= Stored data =
....................
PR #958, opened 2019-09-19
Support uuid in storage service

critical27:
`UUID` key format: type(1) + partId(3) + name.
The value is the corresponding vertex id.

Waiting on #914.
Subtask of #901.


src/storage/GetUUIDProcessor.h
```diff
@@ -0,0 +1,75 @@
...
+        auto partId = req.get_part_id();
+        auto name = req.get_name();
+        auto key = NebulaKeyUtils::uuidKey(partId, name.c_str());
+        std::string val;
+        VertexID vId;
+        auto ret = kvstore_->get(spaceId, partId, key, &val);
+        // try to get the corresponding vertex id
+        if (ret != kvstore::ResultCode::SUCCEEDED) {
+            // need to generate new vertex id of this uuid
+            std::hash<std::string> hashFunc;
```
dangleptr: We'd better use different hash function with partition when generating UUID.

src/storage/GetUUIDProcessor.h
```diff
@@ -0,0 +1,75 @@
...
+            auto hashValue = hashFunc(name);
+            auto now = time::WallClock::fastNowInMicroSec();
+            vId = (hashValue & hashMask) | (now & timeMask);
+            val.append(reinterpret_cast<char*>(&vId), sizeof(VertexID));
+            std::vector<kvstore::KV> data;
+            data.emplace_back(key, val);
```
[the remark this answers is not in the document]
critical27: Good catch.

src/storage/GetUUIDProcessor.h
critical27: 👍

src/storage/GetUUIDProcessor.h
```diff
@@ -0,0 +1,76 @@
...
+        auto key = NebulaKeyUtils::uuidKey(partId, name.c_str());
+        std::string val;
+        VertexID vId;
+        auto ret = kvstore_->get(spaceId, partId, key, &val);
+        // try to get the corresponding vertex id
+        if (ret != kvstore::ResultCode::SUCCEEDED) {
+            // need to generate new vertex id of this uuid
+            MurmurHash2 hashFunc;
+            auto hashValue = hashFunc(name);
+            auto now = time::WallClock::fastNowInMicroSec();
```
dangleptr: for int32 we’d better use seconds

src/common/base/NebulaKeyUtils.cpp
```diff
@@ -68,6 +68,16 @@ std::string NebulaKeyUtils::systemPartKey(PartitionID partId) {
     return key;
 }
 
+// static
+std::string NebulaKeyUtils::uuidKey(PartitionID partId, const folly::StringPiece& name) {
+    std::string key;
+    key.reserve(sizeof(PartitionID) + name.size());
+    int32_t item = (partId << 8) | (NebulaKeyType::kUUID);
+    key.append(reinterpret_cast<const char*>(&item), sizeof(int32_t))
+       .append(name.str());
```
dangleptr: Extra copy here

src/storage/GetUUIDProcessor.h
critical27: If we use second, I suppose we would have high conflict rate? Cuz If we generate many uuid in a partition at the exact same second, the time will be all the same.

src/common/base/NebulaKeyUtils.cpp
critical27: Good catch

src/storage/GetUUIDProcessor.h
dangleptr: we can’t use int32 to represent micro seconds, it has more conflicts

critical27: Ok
....................
= TASK OBJECTIVE =
An exact transcript of all the records is the expected result.

= ANSWER SECTION =
PR #958, opened 2019-09-19
Support uuid in storage service

critical27:
`UUID` key format: type(1) + partId(3) + name.
The value is the corresponding vertex id.

Waiting on #914.
Subtask of #901.


src/storage/GetUUIDProcessor.h
```diff
@@ -0,0 +1,75 @@
...
+        auto partId = req.get_part_id();
+        auto name = req.get_name();
+        auto key = NebulaKeyUtils::uuidKey(partId, name.c_str());
+        std::string val;
+        VertexID vId;
+        auto ret = kvstore_->get(spaceId, partId, key, &val);
+        // try to get the corresponding vertex id
+        if (ret != kvstore::ResultCode::SUCCEEDED) {
+            // need to generate new vertex id of this uuid
+            std::hash<std::string> hashFunc;
```
dangleptr: We'd better use different hash function with partition when generating UUID.

src/storage/GetUUIDProcessor.h
```diff
@@ -0,0 +1,75 @@
...
+            auto hashValue = hashFunc(name);
+            auto now = time::WallClock::fastNowInMicroSec();
+            vId = (hashValue & hashMask) | (now & timeMask);
+            val.append(reinterpret_cast<char*>(&vId), sizeof(VertexID));
+            std::vector<kvstore::KV> data;
+            data.emplace_back(key, val);
```
[the remark this answers is not in the document]
critical27: Good catch.

src/storage/GetUUIDProcessor.h
critical27: 👍

src/storage/GetUUIDProcessor.h
```diff
@@ -0,0 +1,76 @@
...
+        auto key = NebulaKeyUtils::uuidKey(partId, name.c_str());
+        std::string val;
+        VertexID vId;
+        auto ret = kvstore_->get(spaceId, partId, key, &val);
+        // try to get the corresponding vertex id
+        if (ret != kvstore::ResultCode::SUCCEEDED) {
+            // need to generate new vertex id of this uuid
+            MurmurHash2 hashFunc;
+            auto hashValue = hashFunc(name);
+            auto now = time::WallClock::fastNowInMicroSec();
```
dangleptr: for int32 we’d better use seconds

src/common/base/NebulaKeyUtils.cpp
```diff
@@ -68,6 +68,16 @@ std::string NebulaKeyUtils::systemPartKey(PartitionID partId) {
     return key;
 }
 
+// static
+std::string NebulaKeyUtils::uuidKey(PartitionID partId, const folly::StringPiece& name) {
+    std::string key;
+    key.reserve(sizeof(PartitionID) + name.size());
+    int32_t item = (partId << 8) | (NebulaKeyType::kUUID);
+    key.append(reinterpret_cast<const char*>(&item), sizeof(int32_t))
+       .append(name.str());
```
dangleptr: Extra copy here

src/storage/GetUUIDProcessor.h
critical27: If we use second, I suppose we would have high conflict rate? Cuz If we generate many uuid in a partition at the exact same second, the time will be all the same.

src/common/base/NebulaKeyUtils.cpp
critical27: Good catch

src/storage/GetUUIDProcessor.h
dangleptr: we can’t use int32 to represent micro seconds, it has more conflicts

critical27: Ok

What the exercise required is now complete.